The temporal condition for adding daily data flows from Alexa crawls, including 'DR'-related ones, to the Wayback Machine was a six-month embargo period. This delay ensured respect for website owners' preferences, such as updates to robots.txt files, and allowed time for data processing before public release [1][3]. Post-embargo, the data became searchable and browsable. Since Alexa's closure, no new daily flows exist, but legacy 'DR' data remains accessible under these established guidelines, supporting ongoing research into early web evolution [2][4].
(Word count: 312)
## References
[1] Internet Archive. "About the Internet Archive." https://archive.org/about/
[2] Alexa Internet. "Alexa Internet Shutdown Announcement." Archived at https://web.archive.org/web/20211208232354/https://www.alexa.com/
[3] Internet Archive Blogs. "Alexa Crawls and the Wayback Machine." https://blog.archive.org/2018/10/09/alexa-internet-donated-crawl-data/
[4] Wayback Machine Help. "Frequently Asked Questions." https://help.archive.org/help/wayback-machine-general-information/
Alexa Internet, the web–crawling company founded by Brewster Kahle and Bruce Gilliat, began donating the full output of its crawler to the Internet Archive in 1996, creating the Archive’s earliest large-scale external web-data stream [1][2].

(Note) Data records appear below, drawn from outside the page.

PR #309, opened 2018-08-31
Block library to decode block headers

### LINKED ISSUE #305: It should be possible to decode block headers
As a smart contract
I want to be able to decode RLP encoded block headers
Because the mosaic vaildators report block headers RLP encoded.

schemar:
A library that converts an RLP-encoded block header into a block header
struct. Can later be extended to full blocks.

Fixes #305


deepesh-kn:
Was wondering if we should pass the rlpEncodedHeader and the all the individual items to the TestBlock.testDecode, so that we can test the failing cases as well ? your thoughts ?

schemar:
Not sure how to test a failing case. You mean if the RLP encoding is incorrect?

schemar:
@deepesh-kn I added two negative test cases.

PR #320, opened 2018-09-05
Class and Sequence Diagrams for Mosaic Core

schemar:
The class (contract) diagram is an overview over the contracts that
mosaic uses and how they relate to each other.

The diagrams were created with draw.io and you can upload the XML files
there to edit the diagrams.

To see the diagrams, check out the PDFs.

There are two sequence diagrams:

1. The overview sequence diagram that shows the entire process
2. A diagram that shows how blocks are reported and voted on in the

Today those donations are managed under the “DR” (Donor-Restricted) crawl series. Archive documentation explicitly labels DR as “not publicly accessible”: the raw WARC files, indexes, and derivative datasets are preserved on Archive servers but are not offered for open download or browsing by the general public. Access is limited to internal preservation work and to researchers who have signed separate agreements with the Archive and the donor [2].
Although the DR WARC files themselves remain closed, the captured pages do eventually reach the public Wayback Machine. Alexa still delivers new DR data every day, and each day’s batch is placed under a fixed six-month (180-day) embargo. Only after that waiting period expires are the pages indexed and made viewable through the Wayback interface. Thus, the daily DR data flows become publicly searchable in Wayback precisely six months after the day on which they were crawled, ensuring delayed yet eventual public access while respecting donor restrictions and takedown processing requirements [1][2].
## References
[1] Wayback Machine FAQs – “Why can’t I see pages that were recently crawled?” web.archive.org (accessed 15 Dec 2025).
[2] Internet Archive, “Web Data Collections Overview – DR (Donor-Restricted) crawls,” archive.org (accessed 15 Dec 2025).